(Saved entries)
----
PR #1316, opened 2026-05-25
feat: frontend hardening — safe rendering, modal a11y, keyboard nav, SW caching & 23-test coverage

Itzzavdheshh:
## 🚀 Program
NSOC & GSSOC

---

## 📝 Description

Complete frontend hardening and refactor pass for the GSoC Org Finder — preserving the existing vanilla HTML/CSS/JS zero-build architecture while fixing security, accessibility, performance, reliability, and test coverage across all major UI surfaces.

**What was wrong:**
- Modal/keyboard/filter logic duplicated across `index.html` and `app.js`
- Dynamic rendering used raw template strings — no consistent escaping or URL validation
- Inline `onclick` handlers throughout `index.html` — untestable and hard to audit
- Modals lacked `role="dialog"`, focus trapping, Escape-key close, and focus restoration
- GitHub stats modal used simulated/random values instead of the real API-backed flow
- Service worker had no versioned cache, no offline fallback, no request guards
- Zero automated test coverage for filtering, sanitization, recommendations, or modal behavior
- `filteredOrgs` empty on init — `renderOrgs(true)` called before population, cards never rendered

**What was fixed — 6 areas:**

- [x] **Logic consolidation** — all modal, menu, keyboard, filter, bookmark, compare, badge, and load-more behavior centralized in `src/js/app.js` via `addEventListener` and event delegation
- [x] **Safe rendering** — `escapeHtml()`, `safeHTML()`, `sanitizeHrefUrl()`, `validateIdeasUrl()` applied consistently across org cards, issue cards, recommendation cards, modal content, labels, URLs, and logo URLs. Browser scan confirms `inlineHandlers: 0`
- [x] **Modal accessibility** — `role="dialog"`, `aria-modal="true"`, `aria-hidden`, `aria-labelledby` on all modals; Escape closes active modal; focus moves to close button on open; Tab/Shift+Tab trapped inside modal; focus restored to trigger element on close; body scroll locked while open
- [x] **GitHub stats** — modal live stats wired to `fetchModalGH` API-backed flow; `Math.random()` use limited to intentional "Surprise Me" feature only
- [x] **Service worker** — versioned cache name, static asset manifest, install-time caching, old cache cleanup, `clients.claim()`, GET/HTTPS-only guards, network-first for API, stale-while-revalidate for static assets, navigation fallback to `index.html`
- [x] **Tests + CI** — 23 tests across 8 files using Node built-in test runner (`node --test`); CI workflow updated; `npm test` added to `package.json`

---

[...]

PR #1720, opened 2026-06-02
fix(sw): guard cache miss in fetch handler to prevent undefined respondWith

### LINKED ISSUE #1692: Bug: sw.js fetch handler passes undefined to respondWith on cache miss, causing TypeError instead of a graceful offline response
## What happened?

`sw.js` uses a Network First strategy: try the network, and fall back to cache if the network is unavailable. The fallback is implemented as:

```javascript
self.addEventListener('fetch', (event) => {
    event.respondWith(
        fetch(event.request).catch(() => {
            return caches.match(event.request);
        })
    );
});
```

`caches.match(event.request)` returns a Promise that resolves to the cached `Response` if found, or `undefined` if the URL is not cached. When the network fails and the requested URL is not in the cache (for example, any API call or an uncached page), `event.respondWith` receives a Promise that resolves to `undefined`.

Calling `event.respondWith(Promise<undefined>)` causes the browser to abort the request with a `TypeError: Failed to fetch` instead of returning a meaningful offline message. The browser shows a raw network error rather than a controlled degraded-mode response.

## Steps to Reproduce

1. Load the app while online so the install cache is populated.
2. Open DevTools Network tab and set the browser to Offline mode.
3. Navigate to any URL that was NOT pre-cached (e.g. any API endpoint like `api/github?repo=foo`).
4. Observe: the fetch fails with `TypeError: Failed to fetch` rather than any fallback response.

## Expected Behavior

When offline and no cache entry exists for the requested resource, the service worker should return a graceful fallback such as the cached `index.html` (for navigation requests) or a constructed error `Response` (for API requests) so the user sees a clean offline message rather than a browser-level network error.

## Actual Behavior

`event.respondWith` receives `undefined` from the resolved Promise, causing the browser to throw `TypeError: Failed to fetch` for any request that hits a cache miss while offline.

## Root Cause Analysis

`caches.match()` resolves to `undefined` on a miss. The `.catch()` callback does not guard against this case before passing the result to `event.respondWith`.

## Suggested Fix

Add a fallback inside the catch handler:

```javascript
self.addEventListener('fetch', (event) => {
    event.respondWith(
        fetch(event.request).catch(async () => {
            const cached = await caches.match(event.request);
            if (cached) return cached;
            // For navigation requests, serve the cached shell page
            if (event.request.mode === 'navigate') {
                return caches.match('./index.html');
            }
            // Return a minimal offline indicator for other requests
            return new Response(
                JSON.stringify({ error: 'You are offline' }),
                { status: 503, headers: { 'Content-Type': 'application/json' } }
            );
        })
    );
});
```

## Affected File

`sw.js`

## Checklist

- [x] Searched existing issues, not a duplicate (issue #1337 covers stale caches, not cache-miss TypeError)
- [x] Read CONTRIBUTING.md guidelines
- [x] Provided clear reproduction steps
- [x] Described expected vs. actual clearly
- [x] No em dashes or double hyphens
- [x] Repository verified as GSSoC

anshul23102:
## Description

The service worker fetch handler passed `event.respondWith(caches.match(event.request))` without guarding against the cache-miss case. `caches.match()` resolves to `undefined` when the requested URL is not in the cache. Calling `respondWith(Promise<undefined>)` causes the browser to abort the request with a `TypeError` instead of returning a controlled offline response. Offline users saw a raw network error rather than any degraded-mode feedback.

## Root Cause

```javascript
self.addEventListener('fetch', (event) => {
  event.respondWith(
    fetch(event.request).catch(() => {
      return caches.match(event.request); // undefined when not cached
    })
  );
});
```

## Related Issue

Closes #1692

## Type of Change

- [x] Bug fix

## Changes Made

- `sw.js`:
  - Wrapped the catch path in a `.then()` that checks the match result.
  - If a cached response exists, return it as before.
  - For navigation requests with no cache entry, return the cached `index.html` shell so the app remains usable offline.
  - For all other uncached requests, return a `503 Response` so the caller receives a real `Response` object instead of an `undefined` rejection.

## Testing Done

1. Load app online, then switch to offline in DevTools.
2. Navigate to a cached URL: returns cached page as before.
3. Navigate to an uncached route: returns `index.html` shell (app stays usable).
4. Trigger an API call offline: returns `503` response instead of TypeError.

## Checklist

- [x] My code follows the style and formatting of this project
- [x] I have tested my changes locally and they work as expected
- [x] There are no merge conflicts with the base branch
- [x] This PR is linked to the correct issue

### DIFF
--- a/index.html
+++ b/index.html
@@ -1284,10 +1284,44 @@
       <div class="space-y-6">
         <div class="bg-white rounded-2xl p-6 border border-zinc-100">
           <h4 class="font-bold mb-4 flex items-center gap-2"><span class="material-symbols-outlined text-primary text-lg">event</span> Upcoming Deadlines</h4>
-          <div class="space-y-4">
-            <div><p class="text-[10px] font-label uppercase tracking-wider text-zinc-400">MAR 31, 2026</p><p class="text-sm font-bold">Proposal Submission Deadline</p><p class="text-xs text-zinc-500">Ensure your final proposals are submitted by 18:00 UTC.</p></div>
-            <div><p class="text-[10px] font-label uppercase tracking-wider text-zinc-400">APR 21, 2026</p><p class="text-sm font-bold">Review Period Starts</p><p class="text-xs text-zinc-500">Mentors begin ranking of proposals.</p></div>
+          <div id="dynamic-deadlines-container" class="space-y-4">
+            <div class="deadline-node" data-date="2026-03-31">
+              <p class="text-[10px] font-label uppercase tracking-wider text-zinc-400">MAR 31, 2026</p>
+              <p class="text-sm font-bold">Proposal Submission Deadline</p>
+              <p class="text-xs text-zinc-500">Ensure your final proposals are submitted by 18:00 UTC.</p>
+            </div>
+            <div class="deadline-node" data-date="2026-04-21">
+              <p class="text-[10px] font-label uppercase tracking-wider text-zinc-400">APR 21, 2026</p>
+              <p class="text-sm font-bold">Review Period Starts</p>
+              <p class="text-xs text-zinc-500">Mentors begin ranking of proposals.</p>
+            </div>
           </div>
+          <p id="deadlines-empty-fallback" class="text-xs text-zinc-400 italic hidden mt-4">No upcoming deadlines.</p>
+          <script>
+            (function runtimeDeadlineFilter() {
+              const now = new Date();
+              const todayUTC = Date.UTC(now.getUTCFullYear(), now.getUTCMonth(), now.getUTCDate());
+              const container = document.getElementById('dynamic-deadlines-container');
+              if (!container) return;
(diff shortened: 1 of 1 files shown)


anshul23102:
Fixed the residual risk raised by cubic-dev-ai: `caches.match('index.html')` in the navigation fallback branch is now also chained with a `.then()` guard. If the shell is not cached, a 503 Response is returned instead of passing `undefined` to `respondWith`. Updated in the latest push.

anshul23102:
Hi @S3DFX-CYBER, after rebasing this branch onto current main I found that the SW rewrite in PR #1316 already handles the undefined `respondWith` scenario: the fetch handler now uses proper try/catch with separate network-first (for API calls) and stale-while-revalidate (for static assets) strategies, both of which handle cache misses gracefully rather than passing `undefined` to `respondWith`.

I have reset the branch to current `main` to clear the merge conflicts. This PR can safely be closed since the root cause is addressed in the current `main`. Thank you!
----
**HOW TO COMPLETE THIS TASK**
Some lines above hold the word "begin". Copy all of them.

**REPLY TO THE TASK**
-            <div><p class="text-[10px] font-label uppercase tracking-wider text-zinc-400">APR 21, 2026</p><p class="text-sm font-bold">Review Period Starts</p><p class="text-xs text-zinc-500">Mentors begin ranking of proposals.</p></div>
+              <p class="text-xs text-zinc-500">Mentors begin ranking of proposals.</p>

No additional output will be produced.